На самом деле — и то и другое: он странствует по миру живых, а воображение переносит его в край мертвых. Путешествие нередко ведет назад. Возвращаются, чтобы закончить дело; чтобы пройти по памятным следам; чтобы повторить (или дополнить) пережитое; чтобы — как в четвертой части «Изгнанников» — прийти к окончательному, беспощадному озарению. Героические попытки вспомнить и вернуться требуют жертв. Самые сильные страницы «Чувства головокружения» сосредоточены на цене подобных поступков. Английский титул Vertigo, приблизительный перевод игрового немецкого заглавия Schwindel. Gefuehle (буквально «Головокружение. Чувство»), с трудом вмещает все оттенки паники, оцепенения и замешательства, описанные в книге.
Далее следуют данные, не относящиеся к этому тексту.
PR #1206, opened 2019-04-02
Fix dependencies for dummy applications

joeytepp:
While moving a project to the [recommended project structure](https://github.com/shakacode/react_on_rails/blob/master/docs/basics/recommended-project-structure.md) I noticed an issue with the configuration in [/spec/dummy/client](https://github.com/shakacode/react_on_rails/tree/master/spec/dummy/client), which is recommended as an example for configuration. The issue was that the command `babel-node` was present in one of the scripts but not listed in the dependencies, thus needing it to be manually installed. A very small fix but should help other developers use this in their own projects with ease!

---
This change is [Reviewable](https://reviewable.io/reviews/shakacode/react_on_rails/1206)

### DIFF
--- a/spec/dummy/client/package.json
+++ b/spec/dummy/client/package.json
@@ -10,6 +10,7 @@
   "dependencies": {
     "@babel/cli": "^7.0.0",
     "@babel/core": "^7.0.0",
+    "@babel/node": "^7.2.2",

Как рассказывает повествователь в «Чувстве головокружения», в первый свой венский день он забрался в такую даль, что у него, как выяснилось по возвращении в гостиницу, башмаки не выдержали. В «Кольцах Сатурна» и особенно в «Изгнанниках» ум не настолько замкнут на собственных проблемах, и рассказчик реже бросается в глаза. В отличие от более поздних книг «Чувство головокружения» целиком посвящено страдающему сознанию повествователя. Но душевный недуг, подтачивающий покой рассказчика, передан здесь настолько лаконично, что сознание владеет собой и нигде не впадает в солипсизм, как это случается с менее внимательной к себе литературой.